▶ **Work order**:
Filter the records below, keeping only lines with the string "branch".

[Saved entries]
****************
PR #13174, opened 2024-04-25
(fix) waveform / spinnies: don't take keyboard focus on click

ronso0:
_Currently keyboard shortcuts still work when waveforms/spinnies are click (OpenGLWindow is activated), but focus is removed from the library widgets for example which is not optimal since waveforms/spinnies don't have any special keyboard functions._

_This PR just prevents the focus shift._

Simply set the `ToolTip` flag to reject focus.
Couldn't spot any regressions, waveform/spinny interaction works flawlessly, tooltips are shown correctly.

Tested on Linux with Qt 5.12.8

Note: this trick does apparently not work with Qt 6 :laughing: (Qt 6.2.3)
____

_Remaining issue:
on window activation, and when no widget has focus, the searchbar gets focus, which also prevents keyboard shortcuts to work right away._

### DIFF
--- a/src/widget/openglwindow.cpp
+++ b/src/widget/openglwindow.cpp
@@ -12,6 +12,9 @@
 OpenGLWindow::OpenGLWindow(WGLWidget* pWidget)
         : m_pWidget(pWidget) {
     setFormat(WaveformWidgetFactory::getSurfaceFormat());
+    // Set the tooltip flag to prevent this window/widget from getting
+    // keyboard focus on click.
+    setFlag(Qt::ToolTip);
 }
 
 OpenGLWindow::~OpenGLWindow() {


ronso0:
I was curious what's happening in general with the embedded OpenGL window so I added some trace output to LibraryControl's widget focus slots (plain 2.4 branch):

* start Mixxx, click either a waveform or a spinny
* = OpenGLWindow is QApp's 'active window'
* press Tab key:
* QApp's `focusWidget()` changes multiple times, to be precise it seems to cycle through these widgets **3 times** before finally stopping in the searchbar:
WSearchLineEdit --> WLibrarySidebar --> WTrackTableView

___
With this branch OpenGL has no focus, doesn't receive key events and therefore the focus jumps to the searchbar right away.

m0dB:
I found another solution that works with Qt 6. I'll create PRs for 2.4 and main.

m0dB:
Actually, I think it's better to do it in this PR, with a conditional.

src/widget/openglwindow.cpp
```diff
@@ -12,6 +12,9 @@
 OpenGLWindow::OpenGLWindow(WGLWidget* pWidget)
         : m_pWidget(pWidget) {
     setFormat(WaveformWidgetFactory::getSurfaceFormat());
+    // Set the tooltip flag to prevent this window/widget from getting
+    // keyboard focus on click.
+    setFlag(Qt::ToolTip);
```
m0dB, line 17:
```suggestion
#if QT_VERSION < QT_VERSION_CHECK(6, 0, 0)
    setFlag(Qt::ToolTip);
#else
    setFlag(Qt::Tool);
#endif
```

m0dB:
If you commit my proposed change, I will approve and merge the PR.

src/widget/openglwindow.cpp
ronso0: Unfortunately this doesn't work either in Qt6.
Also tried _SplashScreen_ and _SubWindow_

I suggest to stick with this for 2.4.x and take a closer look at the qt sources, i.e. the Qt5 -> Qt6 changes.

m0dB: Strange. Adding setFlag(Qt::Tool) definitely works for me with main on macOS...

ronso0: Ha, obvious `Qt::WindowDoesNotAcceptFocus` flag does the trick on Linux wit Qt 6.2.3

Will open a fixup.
****************
▶ **Result of this exercise**:
I was curious what's happening in general with the embedded OpenGL window so I added some trace output to LibraryControl's widget focus slots (plain 2.4 branch):
With this branch OpenGL has no focus, doesn't receive key events and therefore the focus jumps to the searchbar right away.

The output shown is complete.